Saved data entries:
Issue #24, opened 2023-02-03
Referral Program: Generate Referral Code tied to user


yenicelik:
Tables:
- Create a `Referral Code` Table, that is tied to a `User` user_id. Table has following specs:
    - user_ids are unique
- Create a `Referrals` Table, that records any new user who joined, using the respective referral code:
    - (`referree`, `referrer`, `valid_from_state`): both are foreign keys to the User table
- `Request` Table. This table creates a log of every transaction that a user is generating. It does not store requests older than 1 minute
- Create a `Credits` Table. This is only available to premium users, who may have free extra credits (can top up and all that).
    - user_ids are unique
    - credit: BigNumber
- `Transaction` Table. This table is responsible for recording transactions that take up credits. Credits are removed from the user when the respective transaction has enough confirmations (or if the amount of transactions that can be executed is lower than the credit available). 
    - user_id
    - transaction_hash: unique
    - chain: Enum (could also be a string for now)  

New Endpoints:
- /user/referral_code
    - Generates & returns a referral code that the user can now distribute
- /signup/:referral_code
    - Creates an entry in the table that the user is now "registered". The credit counter is initialized
- /user/add-credit
    - Tops up the credit that a user has. Accepts stablecoins, and converts them into credits
- / tx
    - Registers a transaction that was confirmed (basically to remove credits)

Affected Endpoints: 
- /proxy_web3_rpc (all RPC endpoints)
    - also submits a tx_hash s.t. this can (by a subprocess) reduce credit for the submitting user
- /user/balance

Other notes:
- We might have to run a cron job to check if a user has deposited enough credits into their accounts
- We could also have an RPC counter just to double check (before each RPC call), if the referred user's credits have been replenished. Here we can also mutate the user's table after each RPC call, updating it with how many credits were consumed.

Other questions to @WyseNynja : how are credits/funds tracked? And in which currency (if there is any)?

WyseNynja:
We don't have any code for tracking credits/funds yet.

And it's not "transactions" that use credits. It's all rpc requests that use credits. I don't think we want cron job. We should instead check the cached user data to know if they have a positive balance or not. It's cached for 10 minutes. It's fine if someone's balance goes slightly negative from 10 minutes of excess traffic. 

[...]

PR #33, opened 2023-02-16
PR WIP - 24 referral program

yenicelik:
#24 So far worked on 

- User can deposit tokens using the `POST /user/balance/:tx_hash` endpoint (prior to that sending coins to the deposit contract) [not yet tested]
- User can check their balance using the ``GET /user/balance` endpoint
- Added deposit_receipt table
- Added balance table
- Added referrer Table (every user, assuming they're premium can generate a referral code)
- Added referee Table (records what referral code a user has redeemed)
- Added endpoint to create a referral link (assuming premium user)
- WIP endpoint to redeem a referral link. This does not yet mean that the user is provided with credit, but rather that the spend-tracking starts. Also we should prob assume that the referred user should not have been signed up already?

What should prob be removed again:
- rpc_request table

What's missing:
- Spend table (this will also control if the referrer will get their extra free tokens, according to whether the referee has )
- After each spending call, we need to check (and deposit) items to the referrer. Add a column to the referee (recognized) to check whether the referee and referrer have both received credits

Please see this PR and not the issue as there were significant changes to the issue.


yenicelik:
@WyseNynja pointing out any bigger (design) flaws would be helpful

yenicelik:
The workflow looks like this:
(1) X is already a premium user
(2) X creates a referral code
(3) X sends the referral code to Y
(4) Y creates a premium account
(5) Y deposits tokens to receive a balance
(6) Y starts using RPC requests. Each RPC request adds to a "spent" table
(7) After each RPC request, the "spent" table is checked. 
(8) If the spent credits, according to the spent table is above a certain threshold, assign N credits to X, and M credits to Y.
(9) Mark that Y has used up his referral code, they cannot be deposited "free" credits again

WyseNynja:
So we said earlier that a user should only have one referral code. Should we also have it do that once a referral is set, it can't be changed? I think makes the code a lot easier. But maybe not

WyseNynja:
> (8) If the spent credits, according to the spent table is above a certain threshold, assign N credits to X, and M credits to Y.

Why are giving credits to both X and Y?

yenicelik:
> So we said earlier that a user should only have one referral code. Should we also have it do that once a referral is set, it can't be changed? I think makes the code a lot easier. But maybe not

Yes this is the case right now

yenicelik:
Closing as outdated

- Problem statement
This calls for repeating all of the records, character for character.

- Answer for this exercise
Issue #24, opened 2023-02-03
Referral Program: Generate Referral Code tied to user


yenicelik:
Tables:
- Create a `Referral Code` Table, that is tied to a `User` user_id. Table has following specs:
    - user_ids are unique
- Create a `Referrals` Table, that records any new user who joined, using the respective referral code:
    - (`referree`, `referrer`, `valid_from_state`): both are foreign keys to the User table
- `Request` Table. This table creates a log of every transaction that a user is generating. It does not store requests older than 1 minute
- Create a `Credits` Table. This is only available to premium users, who may have free extra credits (can top up and all that).
    - user_ids are unique
    - credit: BigNumber
- `Transaction` Table. This table is responsible for recording transactions that take up credits. Credits are removed from the user when the respective transaction has enough confirmations (or if the amount of transactions that can be executed is lower than the credit available). 
    - user_id
    - transaction_hash: unique
    - chain: Enum (could also be a string for now)  

New Endpoints:
- /user/referral_code
    - Generates & returns a referral code that the user can now distribute
- /signup/:referral_code
    - Creates an entry in the table that the user is now "registered". The credit counter is initialized
- /user/add-credit
    - Tops up the credit that a user has. Accepts stablecoins, and converts them into credits
- / tx
    - Registers a transaction that was confirmed (basically to remove credits)

Affected Endpoints: 
- /proxy_web3_rpc (all RPC endpoints)
    - also submits a tx_hash s.t. this can (by a subprocess) reduce credit for the submitting user
- /user/balance

Other notes:
- We might have to run a cron job to check if a user has deposited enough credits into their accounts
- We could also have an RPC counter just to double check (before each RPC call), if the referred user's credits have been replenished. Here we can also mutate the user's table after each RPC call, updating it with how many credits were consumed.

Other questions to @WyseNynja : how are credits/funds tracked? And in which currency (if there is any)?

WyseNynja:
We don't have any code for tracking credits/funds yet.

And it's not "transactions" that use credits. It's all rpc requests that use credits. I don't think we want cron job. We should instead check the cached user data to know if they have a positive balance or not. It's cached for 10 minutes. It's fine if someone's balance goes slightly negative from 10 minutes of excess traffic. 

[...]

PR #33, opened 2023-02-16
PR WIP - 24 referral program

yenicelik:
#24 So far worked on 

- User can deposit tokens using the `POST /user/balance/:tx_hash` endpoint (prior to that sending coins to the deposit contract) [not yet tested]
- User can check their balance using the ``GET /user/balance` endpoint
- Added deposit_receipt table
- Added balance table
- Added referrer Table (every user, assuming they're premium can generate a referral code)
- Added referee Table (records what referral code a user has redeemed)
- Added endpoint to create a referral link (assuming premium user)
- WIP endpoint to redeem a referral link. This does not yet mean that the user is provided with credit, but rather that the spend-tracking starts. Also we should prob assume that the referred user should not have been signed up already?

What should prob be removed again:
- rpc_request table

What's missing:
- Spend table (this will also control if the referrer will get their extra free tokens, according to whether the referee has )
- After each spending call, we need to check (and deposit) items to the referrer. Add a column to the referee (recognized) to check whether the referee and referrer have both received credits

Please see this PR and not the issue as there were significant changes to the issue.


yenicelik:
@WyseNynja pointing out any bigger (design) flaws would be helpful

yenicelik:
The workflow looks like this:
(1) X is already a premium user
(2) X creates a referral code
(3) X sends the referral code to Y
(4) Y creates a premium account
(5) Y deposits tokens to receive a balance
(6) Y starts using RPC requests. Each RPC request adds to a "spent" table
(7) After each RPC request, the "spent" table is checked. 
(8) If the spent credits, according to the spent table is above a certain threshold, assign N credits to X, and M credits to Y.
(9) Mark that Y has used up his referral code, they cannot be deposited "free" credits again

WyseNynja:
So we said earlier that a user should only have one referral code. Should we also have it do that once a referral is set, it can't be changed? I think makes the code a lot easier. But maybe not

WyseNynja:
> (8) If the spent credits, according to the spent table is above a certain threshold, assign N credits to X, and M credits to Y.

Why are giving credits to both X and Y?

yenicelik:
> So we said earlier that a user should only have one referral code. Should we also have it do that once a referral is set, it can't be changed? I think makes the code a lot easier. But maybe not

Yes this is the case right now

yenicelik:
Closing as outdated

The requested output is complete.